The "dispersion" is the minimum distance between any two elements within the same cluster; applications that require high within-group heterogeneity often require to maximize the dispersion.

If the data input `x`

is a feature matrix (that is: each row
is a "case" and each column is a "variable") and the option
`objective = "diversity"`

is used, the Euclidean distance is
computed as the basic unit of the anticluster editing objective. If
a different measure of dissimilarity is preferred, you may pass a
self-generated dissimiliarity matrix via the argument `x`

.

In the standard case, groups of equal size are generated. Adjust
the argument `K`

to create groups of different size (see
examples).

**Heuristic anticlustering**

By default, a heuristic method is employed for anticlustering: the
exchange method (`method = "exchange"`

). Building on an
initial assignment of elements to anticlusters, elements are
sequentially swapped between anticlusters in such a way that each
swap improves set similarity by the largest amount that is
possible. In the default case, elements are randomly assigned to
anticlusters before the exchange procedure starts; however, it is
also possible to explicitly specify the initial assignment using
the argument `K`

(in this case, `K`

has length
`nrow(x)`

). The exchange procedure is repeated for each
element. Because each possible swap is investigated for each
element, the total number of exchanges grows quadratically with
input size, rendering the exchange method unsuitable for large N.
When using `method = "local-maximum"`

, the exchange method is
repeated until an local maximum is reached. That means after the
exchange process has been conducted once for each data point, the
algorithm restarts with the first element and proceeds to conduct
exchanges until the objective cannot be improved.
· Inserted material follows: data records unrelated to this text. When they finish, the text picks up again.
Issue #2219, opened 2022-04-28
Introduce additional primitive getters


eernstg:
Cf. https://github.com/dart-lang/language/issues/1296#issuecomment-1109428611, https://github.com/dart-lang/language/issues/1296#issuecomment-1110075607. Issue #1296 contains several other comments that are relevant to this discussion, but the topic is separate from that of #1296, so here is an issue where the addition of primitive getters is the main topic.

The language specification currently specifies what it means to have a _primitive_ operator `==`. Essentially, this means that the implementation is guaranteed to be provided by the system, which again makes it possible to guarantee that the corresponding behavior can also be provided during constant expression evaluation at compile time.

We could introduce the corresponding notion of being primitive for any getter whose implementation is guaranteed to be system provided, thus extending the set of constant expressions with things like `myList.length`, `mySet.isNotEmpty`, etc.

Here is a table showing the rather large number of cases where we could do this (taken from [this comment by @lrhn](https://github.com/dart-lang/language/issues/1296#issuecomment-1110075607)):

> The following instance member invocations are allowed in potentially constant and compile-time constant expressions,
> where the receiver and arguments must be compile-time constant expressions in order for the invocation to be so,
> and potentially constant or compile-time constant expressions for the invocation to be potentially constant.
> The invocation is not constant if the static type of the receiver expression is not assignable to one of the 
> required receiver static types, and it's a compile-time error if the run-time type of the receiver constant value
> is not an instance of one of the required receiver runtime types.
>
> | Member | Receiver static types | Receiver runtime types | 
> | ----------- | --------------------------- | ------------------------------ |
> | `+`, `*`    | `String`, `num`           | `String`, `int`, `double`  |
> | `-`, `%`, `/`, `remainder`, `~/`, `unary-` | `num` | `int`, `double` |
> | `\|`, `&`, `^` | `int`, `bool` | `int`, `bool` |
> | `~`, `>>`, `>>>`, `<<` | `int` | `int` |
> | `<`, `<=`, `>`, `>=` | `num` | `int`, `double` |
> | `==` | `Object?` | any type with primitive equality |
> | `length` | `String` | `String` |

We can then just add more entries to the table if we want to, without having to rewrite the entire "constants" section.

> | Member | Receiver static types | Receiver runtime types | 
> | ----------- | --------------------------- | ------------------------------ |
> | `length`, `isEmpty`, `isNotEmpty`, <br> `first`, `last`, `single`, `contains` | `List` | value of a constant `List` literal |
[...]

PR #2413, opened 2022-08-18
Add section on records being constant.

### LINKED ISSUE #2337: Can records be const?
The records spec does not currently use the word 'const' or 'constant'. Can a record be const? Something like

```dart
const x = 'one';
const y = 'two';

const r = (x, y);

// Separate, for patterns, which has an open TODO on const evaluation of destructuring.
const (d, e) = r;
```

lrhn:
A proposal for constant specifying records being constant.
Hope I covered all the corners. 

Basically, only two paragraphs are normative, the rest is elaboration.

Fixes #2337 

@mit-mit

### DIFF
--- a/working/0546-patterns/records-feature-specification.md
+++ b/working/0546-patterns/records-feature-specification.md
@@ -285,8 +285,10 @@ fields are) and collection literals.
 
 ### Constants
 
+_Record expressions can be constant and potentially constant expressions._
+
 A record expression is a compile-time constant expression
-if all its record field expressions are compile-time constant expressions. 
+if and only if all its record field expressions are compile-time constant expressions. 
 
 _This is true whether the expression occurs in a constant context or not,
 which means that a record expression can be used directly as a parameter default value 
@@ -294,22 +296,23 @@ if its record field expressions are constant expressions.
 Example: `f({(int, int) x = (1, 2)}) => ...`._
 
 A record expression is a potentially constant expression 
-if all its record field expressions are potentially constant or constant expressions.
+if and only iff all its record field expressions are potentially constant or constant expressions.
 
 _This means that a record expression can be used in the initializer list
-of a constant non-redirecting generative constructor._
+of a constant non-redirecting generative constructor, 
+and can depend on constructor parameters._
 
-Constant *object* instantiations create deeply immutable and canonicalied objects.
+_Constant *object* instantiations create deeply immutable and canonicalied objects.
 Records are always unmodifiable, and if their field values are deeply immutable,
 like constants values, the records are also deeply immutable.
 It's meaningless to consider whether record constants are canonicalized,
-since records do not have a persistent identity.
+since records do not have a persistent identity._
 
-Because of that, there is no need for a `const (1, 2)` syntax to force a record 
+_Because of that, there is no need for a `const (1, 2)` syntax to force a record 
 to be a constant, like there is for object creation expressions. 
 A record expression with field values that are constant-created values, 
 will be indistinguishable from a similar expression created in a constant 
-context, since identity cannot be used as a distinguishing trait.
+context, since identity cannot be used as a distinguishing trait._
 
 _(We could choose to promise that a compile-time constant `identical(c1, c2)`,
 where the expression occurs in a constant context and `c1` and `c2` are records, 
@@ -317,6 +320,39 @@ will evaluate to `true` iff a runtime evaluation of `identical`
 *can* return `true` for the same values. 
 That is, records would be canonicalized during compile-time constant evealuation,
 but may lose their identity at runtime. We will not make such a promise.)_
+
+For canonoicalization purposes, we update the definition of when to canonicalize
+the result of a constant object creation expression to not be dependent on 
+the `identical` function, since it does not behave predictably (or usefully)
+for records.
+
+We define two Dart values, *a* and *b*, to be _structurally equivalent_ as follows:
+* If *a* and *b* are both records, and they have the same shape, 
+  and for each field *f* of that shape, the records' values of that field, 
+  *a*<sub>*f*</sub> and *b*<sub>*f*</sub> are structurally equivalent, 
+  then *a* and *b* are structurally equivalent.
+* If *a* and *b* are non-record object references, 
+  and they refer to the same object, then *a* and *b* are structurally equivalent.
+  _So structural equivalence agrees with `identical` for non-records._
+* Otherwise *a* and *b* are not structurally equivalent.
+
+With that definition, the rules for object and collection canonicalization is changed
+from requiring that instance variable, list/set element and map key/value values are
+`identical` between the instances, to them being _structurally equivalent_.
+
+_This change allows a class like_
+```dart
+class C {
+  final (int, int) pair;
+  const C(int x, int y) : pair = (x, y);
+}
+```
+_to be properly canonicalized for objects with the same effective state, 
+independentlty of whether `identical` returns `true` or `false` on the `pair` value._
+
+_Notice that if the `identical`returns `true` on two records, they must be structurally equivalent,
+but unlike for non-records, the `identical` function can also return `false`
+for structurally equivalent records._
 
 ## Runtime semantics
 
--- a/working/0546-patterns/records-feature-specification.md
+++ b/working/0546-patterns/records-feature-specification.md
@@ -283,6 +283,41 @@ fields are) and collection literals.
 
 **TODO: Specify this more precisely.**
 
+### Constants
+
+A record expression is a compile-time constant expression
+if all its record field expressions are compile-time constant expressions. 
+
+_This is true whether the expression occurs in a constant context or not,
+which means that a record expression can be used directly as a parameter default value 
+if its record field expressions are constant expressions.
+Example: `f({(int, int) x = (1, 2)}) => ...`._
+
+A record expression is a potentially constant expression 
+if all its record field expressions are potentially constant or constant expressions.
+
+_This means that a record expression can be used in the initializer list
+of a constant non-redirecting generative constructor._
+
+Constant *object* instantiations create deeply immutable and canonicalied objects.
+Records are always unmodifiable, and if their field values are deeply immutable,
+like constants values, the records are also deeply immutable.
+It's meaningless to consider whether record constants are canonicalized,
+since records do not have a persistent identity.
+
+Because of that, there is no need for a `const (1, 2)` syntax to force a record 
+to be a constant, like there is for object creation expressions. 
+A record expression with field values that are constant-created values, 
+will be indistinguishable from a similar expression created in a constant 
+context, since identity cannot be used as a distinguishing trait.
+
+_(We could choose to promise that a compile-time constant `identical(c1, c2)`,
+where the expression occurs in a constant context and `c1` and `c2` are records, 
+will evaluate to `true` iff a runtime evaluation of `identical` 
+*can* return `true` for the same values. 
+That is, records would be canonicalized during compile-time constant evealuation,
+but may lose their identity at runtime. We will not make such a promise.)_
+
 ## Runtime semantics
 
 ### Records


working/0546-patterns/records-feature-specification.md
```diff
@@ -283,6 +283,41 @@ fields are) and collection literals.
...
+if all its record field expressions are potentially constant or constant expressions.
+
+_This means that a record expression can be used in the initializer list
+of a constant non-redirecting generative constructor._
+
+Constant *object* instantiations create deeply immutable and canonicalied objects.
+Records are always unmodifiable, and if their field values are deeply immutable,
+like constants values, the records are also deeply immutable.
+It's meaningless to consider whether record constants are canonicalized,
+since records do not have a persistent identity.
```
eernstg, line 306: The purpose of having explicitly constant records and specifying canonicalization would be that (1) this clarifies the intent, and makes it an error if some components of a `const` record literal are not constant expressions, and (2) this serves as a request for physical canonicalization. Granted, if there is a location in code where this kind of record is unboxed then we would _not_ promise to find the canonical object if and when it is re-boxed. Still, I'd expect the explicit request for canonicalization to be helpful, in order to make `identical` work as a fast path for testing equality.

working/0546-patterns/records-feature-specification.md
```diff
@@ -283,6 +283,41 @@ fields are) and collection literals.
...
+
+Because of that, there is no need for a `const (1, 2)` syntax to force a record 
+to be a constant, like there is for object creation expressions. 
+A record expression with field values that are constant-created values, 
+will be indistinguishable from a similar expression created in a constant 
+context, since identity cannot be used as a distinguishing trait.
```
eernstg, line 312: Identity cannot be used as a _negatively_ distinguishing trait, that is, we can't conclude non-sameness from `identical(r1, r2) == false`.

However, this doesn't imply that `identical(r1, r2) == true` is useless, and we might be able to use explicitly constant records to ensure that this occurs more frequently.

working/0546-patterns/records-feature-specification.md
```diff
@@ -283,6 +283,41 @@ fields are) and collection literals.
...
+
+_(We could choose to promise that a compile-time constant `identical(c1, c2)`,
+where the expression occurs in a constant context and `c1` and `c2` are records, 
+will evaluate to `true` iff a runtime evaluation of `identical` 
+*can* return `true` for the same values. 
+That is, records would be canonicalized during compile-time constant evealuation,
+but may lose their identity at runtime. We will not make such a promise.)_
```
eernstg, line 319: I think such a promise would be too big, anyway. We would not _prevent_ unboxing from occurring on a canonicalized record, we would just allow canonicalization of certain record values to improve performance whenever possible.

```dart
const r0 = (1, 2);

void f((int, int) r) {
  ... // Uses `r.$0` and `r.$1`.
}
// A customized variant of `f` is generated by the compiler:
void f_unboxed(int r1, int r2) {
  ... // Copy of body of `f`, using `r1` and `r2`.
}

bool b = true;

void main() {
  var r1 = (Datetime.now().millisecondsSinceEpoch, 2);
  var r = b ? r0 : r1;
  f(r); // May compile to `f_unboxed(r.$0, r.$1)`.
}
```

eernstg (commented):
For now, I've just commented on the situation in this review, but looking at https://github.com/dart-lang/language/issues/2337, I think the matter could benefit from some further discussion in that issue (or in some other issue, if needed).

working/0546-patterns/records-feature-specification.md
```diff
@@ -283,6 +283,41 @@ fields are) and collection literals.
 
 **TODO: Specify this more precisely.**
 
+### Constants
+
+A record expression is a compile-time constant expression
+if all its record field expressions are compile-time constant expressions.
```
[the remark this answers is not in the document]
lrhn: True. Nothing is a compile-time constant unless the specification says so, so I'm being inductive here.

working/0546-patterns/records-feature-specification.md
```diff
@@ -283,6 +283,41 @@ fields are) and collection literals.
...
+if its record field expressions are constant expressions.
+Example: `f({(int, int) x = (1, 2)}) => ...`._
+
+A record expression is a potentially constant expression 
+if all its record field expressions are potentially constant or constant expressions.
+
+_This means that a record expression can be used in the initializer list
+of a constant non-redirecting generative constructor._
+
+Constant *object* instantiations create deeply immutable and canonicalied objects.
```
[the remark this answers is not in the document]
lrhn: Looking at the rest of the document, it doesn't seem to be as strongly separating rationale from normative text. 
I tried making everything except paragraph 1 and 3 italic, and it looked weird.

working/0546-patterns/records-feature-specification.md
```diff
@@ -283,6 +283,41 @@ fields are) and collection literals.
...
+_This is true whether the expression occurs in a constant context or not,
+which means that a record expression can be used directly as a parameter default value 
+if its record field expressions are constant expressions.
+Example: `f({(int, int) x = (1, 2)}) => ...`._
+
+A record expression is a potentially constant expression 
+if all its record field expressions are potentially constant or constant expressions.
+
+_This means that a record expression can be used in the initializer list
+of a constant non-redirecting generative constructor._
```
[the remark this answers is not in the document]
lrhn: > It means that we would allow declarations like `const C(int i): this.myRecord = (1, i);`.

That's actually a consequence of the "potentially constant" paragraph below, not this one. Its true that we'd allow it.

We should definitely not allow `const [1, i]` (with or without the leading `const`). We use different implementation classes with different behavior for constant and non-constant lists.
A `C(1, i)` (class constant constructor invocation with constant/potentially constant arguments) is more likely, because that uses the same class for constant and non-constant invocations, but because constructors can execute (some) code, we can get into problems with recursive constructor calls. And it differs wrt. canonicalization, which records don't (at least you can't tell if they do when a single record can be non-identical to itself).

Records are special. They may or may not correspond to an object at all, and you can't tell if they do.
A record like `(c1, c2)` really is just the juxtaposition of its values. It's just two values, nothing more or less. If each value can occur, so can both.

A list has structure on top of its contents. We use different classes for const lists and non-const lists. Creating a list is an object creation expression.

Not so for records. Example:
```dart
class C {
  final int a, b;
  final (int, int) p1;
  const C(int a, int b, int c, int d) : a = a, b = b, p = (c, d);
  (int, int) get p2 => (a, b);
}
```
There is no fundamental difference between the initializers for `a`, `b`, `p1.$0` and `p1.$1`, and I don't want there to be one. The only difference is the *grouping* of the values, where `p.$0` and `p.$1` can be accessed together as `p1`, just as `a` and `b` can be accessed through `p2`. The `p1` variable still just (potentially) two adjacent storage locations in the class.

We *can* add `const` in front of a record, but it feels spurious. It doesn't cause canonicalization, because records don't have a consistent identity anyway. It ensures that the field values are constants, but either that doesn't matter, it's enforced anyway, or you can put `const` on each field expression if necessary, like `({x = (const C(), const [])})`.
(I'd be fine with allowing `const expression` for any expression, which then puts that expression into a constant context. The `const (e1, e2)` would just be shorthand for `(const e1, const e2)`, and `const 4` is valid and constant.


I don't know if we intend to do the same thing for structs. If we *can*, I'd probably be happy with it. A `StructName(arg1,...,argn)` would be constant (aka. is valid where a constant is required) if it invokes the primary constructor, and the argument expressions are constant.
However, since a struct can have non-primary constructors too, and those would presumably require `const` to invoke, it would be better for consistency, with other struct constructors and other const constructors in general, to require a `const` in front. So, "probably not" to doing the same for structs, or other constructs with constructors.

working/0546-patterns/records-feature-specification.md
lrhn: If you plan to depend on canonicalization, you're setting yourself up for failure.

I'd expect a significant percentage of record-typed instance variables to be inlined in the object structure. You lose canonicalization for those immediately at creation time. 

Asking for canonicalization is asking for something you should not expect getting, which is why I actually prefer *not* giving you the option.

working/0546-patterns/records-feature-specification.md
lrhn: I really, really hope people *won't* start trying to force canonicalization and depend on the identity of records for anything.
It's an optimization. If your code can't run well if `identical` returns `false` on all records, you should fix it. Or stop using records for something where identity matters.

working/0546-patterns/records-feature-specification.md
lrhn: It'd only be a guarantee during compilation. When we perform an `identical(v1, v2)` *as a constant expression*, we have (representations of) the values available, and we can choose to perform the slower structural comparions each time, while still using the fast-path `identical` at runtime.

You won't be calling `f_unboxed` at compile-time.

Now, bigger question, should `record.$0` or `record.name` be constant expressions if `record` is?

working/0546-patterns/records-feature-specification.md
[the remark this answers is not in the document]
eernstg: Ah, yes, it's encoded in the 'Constants' section where we say 'The .. constant expressions are the following', which implies that no additional expressions are constant. We do have `if{}f` in many other locations, but not in the section about constants.

working/0546-patterns/records-feature-specification.md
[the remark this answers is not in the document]
eernstg: I think that's OK. It can look weird in this context, but that's just because we ought to change the rest of this document similarly, and in the meantime there's nothing lost by doing it here.

working/0546-patterns/records-feature-specification.md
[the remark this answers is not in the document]
eernstg: > Records are special. They may or may not correspond to an object at all, and you can't tell if they do.

I can't see any way to support a reference of type `Object` whose value is assigned/initialized to a record, other than boxing (or using an existing boxed representation of) the record, unless that whole reference can be removed during optimization. The type could also be any top type, or it could be a type variable whose value is `Object` or a top type.

This means that records can be known to have a heap entity representation at some point. Any usage of that representation at the record type might unbox it, but the `Object` typed reference is not a weak reference and the fact that it is a reference to a heap entity makes it more object-like than the wording

> It's just two values, nothing more or less

implies.

> We can add const in front of a record, but it feels spurious. It doesn't cause canonicalization

It _could_ cause canonicalization.

> allowing `const expression` for any expression

Looks like that would be a thin layer of syntactic sugar: Putting `const freshVariableName = expression;` at the top level and then replacing `const expression` by `freshVariableName`.

working/0546-patterns/records-feature-specification.md
eernstg: > If you plan to depend on canonicalization, you're setting yourself up for failure.

That is true!

But it still clarifies the intent and allows for compile-time checking that we have a constant.

Of course, a top level `const freshVariableName = ...` would do that, too. So the question is just whether or not we want this syntactic sugar.

working/0546-patterns/records-feature-specification.md
eernstg: > I really, really hope people won't start trying to force canonicalization and
> depend on the identity of records for anything.

Right, we might very well want a lint against statically known records as arguments to `identical`, except for the use of exactly this approach in the implicitly induced implementation of `==` on record types.

But the point is that an explicit request for canonicalization could ensure that `==` runs faster, more frequently.

working/0546-patterns/records-feature-specification.md
eernstg: Part of https://github.com/dart-lang/language/issues/2219. ;-)

working/0546-patterns/records-feature-specification.md
lrhn: I'm strongly opposed to giving people the idea that they can affect canonicalization of records, and that it matters in any way.

You really cannot know that canonicalization will make anything run faster. It might. It's definitely true that more canonicalized objects gives more chances of a positive `identical` check.

But you also cannot know that *requesting* canonicalization actually will cause more canonicalization. It's perfectly reasonable for a compiler to canonicalize all the constant records expressions it can see anyway, and if the compiler chooses not to, perhaps it's for a good reason. And it still can choose not to, even if you request canonicalization.

If I was a compiler writer implementing records, I'd completely ignore any user request for canonicalization of records, because I can, and do whatever I think is best for the compilation.

So why give the user a button to press, if it's not connected to anything anyway?

working/0546-patterns/records-feature-specification.md
munificent: Yeah, I think canonicalization is a non-starter for records. The language has no formal notion of what it means to assign a value or bind it to a variable. So even if you *have* a canonicalized constant record, there's no guarantee that when you *mention* it that doing so doesn't copy it to a thing with a new identity. Even binding it to the parameter to the `identical()` function itself could cause the canonicalized record to be copied to a new stack-allocated storage and lose its original identity.

working/0546-patterns/records-feature-specification.md
munificent: Even if the compiler *does* canonicalize every single record, as soon as you *mention* it, the compiler could silently copy it to a new unboxed storage and you've lost the fact that it once referred to some canonical instance.

working/0546-patterns/records-feature-specification.md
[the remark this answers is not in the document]
munificent: I try to use italics for non-normative text when it's in the middle of otherwise clearly normative sections, mostly as a signal to implementers that they don't have to treat it as gospel. But in introductory sections that are higher level or motivational, almost the whole thing is non-normative, so I don't bother highlighting it.

I admit I could probably be clearer and more disciplined about this. :)

working/0546-patterns/records-feature-specification.md
```diff
@@ -283,6 +283,41 @@ fields are) and collection literals.
...
+
+Constant *object* instantiations create deeply immutable and canonicalied objects.
+Records are always unmodifiable, and if their field values are deeply immutable,
+like constants values, the records are also deeply immutable.
+It's meaningless to consider whether record constants are canonicalized,
+since records do not have a persistent identity.
+
+Because of that, there is no need for a `const (1, 2)` syntax to force a record 
+to be a constant, like there is for object creation expressions.
```
munificent, line 309: This is a really good insight! I like the idea of records being automagically const. They're immutable and have no persistent identity, so there's literally nothing preventing a compiler from treating any record expression with compile-time-known field values as a constant. And if that's the case, I see no compelling reason to require users to write `const` before it.

On the other hand, auto-const for records might lead users to want other immutable classes to be auto-constable too, and then get annoyed that they aren't. Perhaps something to think about with structs.

munificent (approved):
I really like this, better than the naive approach I took in #2422. If you want to merge it under me, I'm fine with it. I'll rebase my PR to handle it.

working/0546-patterns/records-feature-specification.md
lrhn: True. 
My perspective is that where `const Foo(..)` creates a new `Foo` object, `(a, b)` does not create anything. It just places `a` next to `b`. It's just *two values* instead of *one value*.
It's not that you create a constant pair, it's that a pair of constant values are ... well, two constant values. They can be used wherever two constant values are needed.
You never need "a constant pair", you need a pair of constant values.


We can allow an initializer list of the form:
```dart
  const C((int, int) pair) : (this.x, this.y) = pair;
```
(We should!)

We could even allow 
```dart
  (final x, const y) = (1, 2);
```
(We probably shouldn't.)

munificent (approved):

lrhn:
Landed. Your merge :)

working/0546-patterns/records-feature-specification.md
eernstg: I don't think there is anything particularly tricky about

```dart
class C {
  final int x, y;
  const C((int, int) pair) : (x, y) = pair;
}
```

All we need is the ability to desugar the initializer list to `x = pair.$0, y = pair.$1`. But the opposite direction is more tricky:

```dart
class D {
  final (int, int) pair;
  const D(int x, int y) : pair = (x, y);
}
```

And even more:

```dart
class E {
  final Object o;
  const E(int x, int y, bool b) : o = b ? (x, y) : x + y;
}
```

Canonicalization is currently based on a compile-time version of `identical` applied to the values of each instance variable, but `identical` applied to a pair of records isn't guaranteed to _ever_ return true, so we wouldn't have any guarantees about canonicalization of instances of `E`, unless we specify that this compile-time-`identical` behaves differently.

Perhaps it is enough to say that `identical` at compile-time will _always_ perform a complete traversal in case it is invoked on two record values (of course, bailing out early if there is a non-match, but traversing the entire structure in order to obtain the value `true`).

When setting `preclustering = TRUE`

, only the `K - 1`

most similar elements serve as exchange partners, which can
dramatically speed up the optimization (more information on the
preclustering option is included below). This option is recommended
for larger N. For very large N, check out the function
`fast_anticlustering`

that was specifically implemented
to process very large data sets.

**Exact anticlustering**

An optimal anticluster editing objective can be found via integer
linear programming (the integer linear program implemented here can
be found in Papenberg & Klau, 2020, (8) - (12)). To this end, set
`method = "ilp"`

. To obtain an optimal solution, the open
source GNU linear programming kit (available from
https://www.gnu.org/software/glpk/glpk.html) and the R package
`Rglpk`

must be installed. The optimal solution is retrieved
by setting `objective = "diversity"`

, `method = "ilp"`

and `preclustering = FALSE`

. Use this combination of arguments
only for small problem sizes.

To relax the optimality requirement, it is possible to set the
argument `preclustering = TRUE`

. In this case, the anticluster
editing objective is still optimized using integer linear
programming, but a preprocessing forbids very similar elements to
be assigned to the same anticluster. The preclustering reduces the
size of the solution space, making the integer linear programming
approach applicable for larger problem instances. With
preclustering, optimality is no longer guaranteed, but the solution
is usually optimal or very close to optimal.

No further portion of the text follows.